# [Provided records]
PR #743, opened 2020-04-29
D3ASIM-2302: Refactored cumulative bills to their own class.

spyrostz:


src/d3a/d3a_core/sim_results/stats.py
```diff
@@ -188,6 +147,51 @@ def update_cumulative_bills(self, area):
...
+    @classmethod
+    def _store_sold_trade(cls, result_dict, trade):
+        # Division by 100 to convert cents to Euros
+        fee_price = trade.fee_price if trade.fee_price is not None else 0.
+        result_dict['sold'] += trade.offer.energy
+        result_dict['earned'] += (trade.offer.price - fee_price) / 100.
+        result_dict['total_energy'] -= trade.offer.energy
+        result_dict['total_cost'] -= (trade.offer.price - fee_price) / 100.
+
+    def _default_area_dict(self, area):
```
faizan2590, line 177: I think it could also be a class method

spyrostz: Indeed no need for self here, converting this to a class method.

# [What the task requires]
Repeat all the entries word for word.

# [Exercise output]
PR #743, opened 2020-04-29
D3ASIM-2302: Refactored cumulative bills to their own class.

spyrostz:


src/d3a/d3a_core/sim_results/stats.py
```diff
@@ -188,6 +147,51 @@ def update_cumulative_bills(self, area):
...
+    @classmethod
+    def _store_sold_trade(cls, result_dict, trade):
+        # Division by 100 to convert cents to Euros
+        fee_price = trade.fee_price if trade.fee_price is not None else 0.
+        result_dict['sold'] += trade.offer.energy
+        result_dict['earned'] += (trade.offer.price - fee_price) / 100.
+        result_dict['total_energy'] -= trade.offer.energy
+        result_dict['total_cost'] -= (trade.offer.price - fee_price) / 100.
+
+    def _default_area_dict(self, area):
```
faizan2590, line 177: I think it could also be a class method

spyrostz: Indeed no need for self here, converting this to a class method.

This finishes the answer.